PR #6421, opened 2020-11-17
Expect personal access token in password field, not username field

### LINKED ISSUE #3866: Use personal access tokens as password
GitHub allows the usage of personal access tokens as password (as per https://help.github.com/articles/which-remote-url-should-i-use/#cloning-with-https-urls-recommended)

It'd be great if Gogs could also allow this, so that I can give the token to an application I want to use, rather than my actual password.

Many thanks for the great software!

bmgxyz:
Fixes #3866

Users with 2FA enabled rely on personal access tokens to authenticate on the command line. Gogs supports this feature, but the implementation expects the user to enter their token in the username field and leave the password field blank. This is poor security because the token is meant to be a secret, but neither Git nor Gogs treat the contents of the username field as a secret.

This small change fixes this behavior by expecting the user to input their username in the username field and their personal access token in the password field. The authentication attempt only succeeds if both fields are correct. Note that this is the behavior on GitHub, as far as I can tell.

I'm quite new to Go, so I welcome any edits or suggestions.

### DIFF
--- a/internal/route/repo/http.go
+++ b/internal/route/repo/http.go
@@ -129,15 +129,15 @@ func HTTPContexter() macaron.Handler {
 			return
 		}
 
-		// If username and password combination failed, try again using username as a token.
+		// If username and password combination failed, try again using password as a token.
 		if authUser == nil {
-			token, err := db.AccessTokens.GetBySHA(authUsername)
+			token, err := db.AccessTokens.GetBySHA(authPassword)
 			if err != nil {
 				if db.IsErrAccessTokenNotExist(err) {
 					askCredentials(c, http.StatusUnauthorized, "")
 				} else {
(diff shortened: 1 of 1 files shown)


PetervdPerk:
Great contribution, was trying configure my gogs server to let it behave like Github 2FA but it seems it's not a configuration issue but more an implementation issue.

Is there any reason why is isn't in upstream yet, who are the maintainers of this project I see @unknwon  is approving pull requests.

unknwon (changes requested):
Thanks for the PR!

This is a great improvement, but also introduces break changes, i.e. people are relying on passing access token via username field is now failing.

I think we should support passing access token in both fields for backward compatibility.

unknwon:
Superseded by https://github.com/gogs/gogs/pull/7198.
===============
Looking at the data above, work out how many lines contain "AccessTokens" and answer with the figure only.

EXERCISE RESPONSE:
2